> [How to complete this task] Scan the listing below. Report each line that includes "library".

> [Entries supplied]
╔══
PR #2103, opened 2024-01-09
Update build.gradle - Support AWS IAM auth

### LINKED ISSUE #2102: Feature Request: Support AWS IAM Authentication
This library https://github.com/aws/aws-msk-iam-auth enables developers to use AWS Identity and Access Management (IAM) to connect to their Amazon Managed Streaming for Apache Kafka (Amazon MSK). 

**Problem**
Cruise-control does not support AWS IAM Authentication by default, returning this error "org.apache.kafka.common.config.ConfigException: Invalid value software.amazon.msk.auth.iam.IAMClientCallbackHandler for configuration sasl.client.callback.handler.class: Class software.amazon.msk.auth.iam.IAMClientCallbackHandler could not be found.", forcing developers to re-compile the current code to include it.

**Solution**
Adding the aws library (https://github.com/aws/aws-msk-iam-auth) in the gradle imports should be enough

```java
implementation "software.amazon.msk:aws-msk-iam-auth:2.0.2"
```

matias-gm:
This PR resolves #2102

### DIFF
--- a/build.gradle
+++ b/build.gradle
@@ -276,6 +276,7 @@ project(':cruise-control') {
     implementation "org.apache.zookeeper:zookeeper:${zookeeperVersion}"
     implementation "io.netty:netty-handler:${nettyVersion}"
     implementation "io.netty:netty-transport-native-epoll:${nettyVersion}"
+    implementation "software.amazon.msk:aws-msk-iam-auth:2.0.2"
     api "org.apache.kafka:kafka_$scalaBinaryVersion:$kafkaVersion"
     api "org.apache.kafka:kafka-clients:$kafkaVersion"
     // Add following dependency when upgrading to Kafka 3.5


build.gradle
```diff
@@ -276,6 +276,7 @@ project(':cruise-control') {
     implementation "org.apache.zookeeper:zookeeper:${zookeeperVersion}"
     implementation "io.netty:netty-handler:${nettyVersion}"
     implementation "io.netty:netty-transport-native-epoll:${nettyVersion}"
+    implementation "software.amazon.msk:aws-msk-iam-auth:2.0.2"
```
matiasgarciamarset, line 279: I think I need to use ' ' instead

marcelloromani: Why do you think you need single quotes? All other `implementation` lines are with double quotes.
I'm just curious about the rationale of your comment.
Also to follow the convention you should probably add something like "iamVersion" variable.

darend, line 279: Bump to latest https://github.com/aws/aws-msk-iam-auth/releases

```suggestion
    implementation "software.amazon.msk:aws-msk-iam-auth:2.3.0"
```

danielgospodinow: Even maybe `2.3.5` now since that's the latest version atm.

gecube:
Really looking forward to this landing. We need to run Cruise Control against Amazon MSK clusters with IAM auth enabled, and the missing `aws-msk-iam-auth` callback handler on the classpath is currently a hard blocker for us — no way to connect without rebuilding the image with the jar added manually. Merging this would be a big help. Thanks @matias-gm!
╚══
╔══
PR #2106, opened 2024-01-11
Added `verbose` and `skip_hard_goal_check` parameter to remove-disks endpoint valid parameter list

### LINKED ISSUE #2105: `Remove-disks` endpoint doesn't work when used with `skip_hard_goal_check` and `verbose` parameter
╚══
> [Solution]
This library https://github.com/aws/aws-msk-iam-auth enables developers to use AWS Identity and Access Management (IAM) to connect to their Amazon Managed Streaming for Apache Kafka (Amazon MSK). 
Adding the aws library (https://github.com/aws/aws-msk-iam-auth) in the gradle imports should be enough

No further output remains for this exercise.